I’ve been working on regex.zig, a native regular expression engine for Zig in the RE2 family.
The main goal is an eventual production-grade Zig regex package with linear-time matching semantics, instead of a limited-scoped engine or a wrapper around another library.
Current status:
- Pike VM backend
- literals, concatenation, alternation
- capturing and non-capturing groups
- repetition operators including lazy forms
- Perl classes, bracket classes, POSIX classes
- assertions and boundaries:
^,$,\A,\z,\b,\B - global flags through compile options:
i,m,s,U - leftmost-first search semantics
- ASCII-only for now
The repo is here:
Small example:
const std = @import("std");
const Regex = @import("regex");
pub fn main() !void {
const gpa = std.heap.page_allocator;
var re = try Regex.compile(gpa, "(\\d\\d)/(\\d\\d)/(\\d\\d\\d\\d)", .{});
defer re.deinit();
if (re.find("date=03/18/2026")) |m| {
std.debug.print("match at [{}, {})\n", .{ m.start, m.end });
}
}
Public API surface (with comments):
pub fn compile(gpa: Allocator, pattern: []const u8, options: Options) !Regex
pub fn match(re: *Regex, haystack: []const u8) bool
pub fn find(re: *Regex, haystack: []const u8) ?Match
pub fn findCaptures(re: *Regex, haystack: []const u8, buffer: []?Match) ?Captures
pub fn findCapturesAlloc(re: *Regex, gpa: Allocator, haystack: []const u8) !?Captures
A few things that might be different in this package compared to other Zig regex work:
- It is a RE2-family engine, which means that it has
O(m * n)matching, but the downside is not every PCRE-style feature will be implemented. - The test setup is fairly serious already. Supported and unsupported behavior is tracked in an explicit capability matrix, which is used during development as capability gate, as well as to test other backends later on. This is inspired by rust-lang/regex setup.

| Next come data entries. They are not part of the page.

PR #113, opened 2017-09-24
Flow cleanup

alexreardon:
This PR fixes a few issues:

- adding `babel-plugin-react-flow-props-to-prop-types` as a production dependency (because it is one)
- adding `rimraf` to safely remove `lib` folder before it is build. This prevents previously generated `/lib` files that are no longer needed from being accidentally published to npm
- no longer using fuzzy `redux` version.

- The available Pike VM backend has typical optimizations of a Pike VM backend: query-cost split between
match/find/findCaptures, sparse-set thread dedup, reused thread lists; plus literal-prefix fast path for unanchored search.
There are many things in the pipeline, including:
- fuller syntax coverage
- API refinement, better docs
- more backends beyond Pike VM
- longer term, Unicode support
So it is far from finished, but I want to post it here get some opinions from the community:
- The current public API set is mostly inspired by rust-regex. I wonder what would feel right for Zig?

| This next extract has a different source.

PR #124, opened 2017-09-28
fix horizontal list story

jaredcrowe:
The issue arose because because in the horizontal plane the width of elements within a scroll container doesn't extend beyond their parent, even if they should be wider.


stories/src/primatives/author-list.jsx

findCapturesandfindCapturesAlloc()try to follow Zig-style memory ownership model, but I find it a bit clunky. I wonder if there is any obvious improvement here?- Would a future explicit input struct for bounds/anchoring be preferable to adding more top-level methods?
- Part of the reason for this repo is that I want to push SoA-style layouts where they actually make sense in Zig. In particular, I’ve thought about using something closer to the Zig compiler’s
ExtraDatastyle for variable node payloads in the parser instead of scattered slices. I held off because regex patterns are often small, and maybe it will be worse performance wise to have so much machinery? Of course to know for sure I’ll have to measure it, but I’d still like to hear how others think about that tradeoff.
If anyone wants to look at the repo and comment on API shape, package ergonomics, or internal representation choices, that would be very welcome!